Bitmap scanning can be considered as a “middle ground” between the sequential scan and index scan methods:

  • like a sequential scanning, it leverages the advantages of reading the large amount of data.
  • but also like an index scanning, it uses the indexes to determine what data is needed to be fetched.

Let’s prepare the SQL DDL code to fill a table with the 1 million rows and apply next SQL query, that is going to use the bitmap scan method:

-- let's create a test table
CREATE TABLE public.orders (
id SERIAL NOT NULL,
customer_id INT NOT NULL,
order_date DATE NOT NULL,
price NUMERIC NOT NULL,
CONSTRAINT pk_id PRIMARY KEY(id)
);

-- now, let's create the indexes
CREATE INDEX idx_orders_customer_id ON public.orders(customer_id);
CREATE INDEX idx_orders_order_date ON public.orders(order_date);
CREATE INDEX idx_orders_price ON public.orders(price);

-- let's fill the 1 million records into the this test table
INSERT INTO public.orders(
customer_id,
order_date,
price)
SELECT
floor(random() * gs),
current_date - INTERVAL '1 day' * floor(random() * 365),
round((random() * 1000)::NUMERIC, 2)
FROM
generate_series(1, 1000000) gs;

-- now, let's check that some records exist in table
SELECT * FROM public.orders LIMIT 10 OFFSET 0;
SELECT COUNT(1) FROM public.orders;

-- and let's execute the final SQL query, which is going to produce
-- the bitmap scan behavior and let's dump the query planner output
EXPLAIN ANALYZE VERBOSE
SELECT
*
FROM
public.orders
WHERE
(customer_id <= 10 OR customer_id >= 100)
AND
order_date = '2024-01-01'
AND
price >= 100 OR price <= 10;

After executing this SQL code, you will see the query plan output with the “Bitmap Index Scan” and “Bitmap Heap Scan” nodes, don’t forget to use the EXPLAIN ANALYZE VERBOSE... part for it.

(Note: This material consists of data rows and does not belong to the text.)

PR #726, opened 2020-08-03
Add retry-http client

### LINKED ISSUE #708: Add support for retries if request fails
Hi, I start using this package instead of the official AWS SDK over a week ago, and since then I have been having connection issues, while new sending messages to SQS.

I run a serverless setup: "SQS => Lambda trigger" and execute [Symfony Messenger](https://github.com/symfony/amazon-sqs-messenger) with  [bref/symfony-messenger](https://github.com/brefphp/symfony-messenger/pull/31)
During the handling of the messages, new messages are pushed to SQS.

Let’s do some trick. Edit the SQL-code a bit to see next:

  1. changes in the planner (optimizer) output, it will choose another scanning method.
  2. the efficiency of bitmap scanning relative to sequential scan method, which we will see in a new query planner output.

What do you need for this exactly?

Wrap the SQL query with the EXPLAIN ANALYZE part in an explicit transaction block and drop the index with a subsequent ROLLBACK action for discarding a DROP INDEX operation:

START TRANSACTION;
DROP INDEX idx_orders_order_date;

EXPLAIN ANALYZE VERBOSE
SELECT
*
FROM
public.orders
WHERE
(customer_id <= 10 OR customer_id >= 100)
AND
order_date = '2024-01-01'
AND
price >= 100;

ROLLBACK;
demonstration of behavior change

From the new query plan output, we’re able to see next:

  • the bitmap scan method was replaced by a sequential scan (in this exactly case, it doesn’t matter that it’s a parallel one).
  • if you repeatedly execute the original SQL query and a new version of it with the transaction block, where the “sequential scan” mehtod has appeared, you will see that the “execution time” will be twice faster (in average) with the bitmap scan method, while the sequential scan method will be twice slower. Note, that the additional instructions like DROP INDEX or ROLLBACK do not affect the planner statistics, due that EXPLAIN ANALYZE is applied strictly to the SELECT part of the whole SQL-query and new planner statistics is only about it.

Let’s go deeper in the logic of bitmap scan method.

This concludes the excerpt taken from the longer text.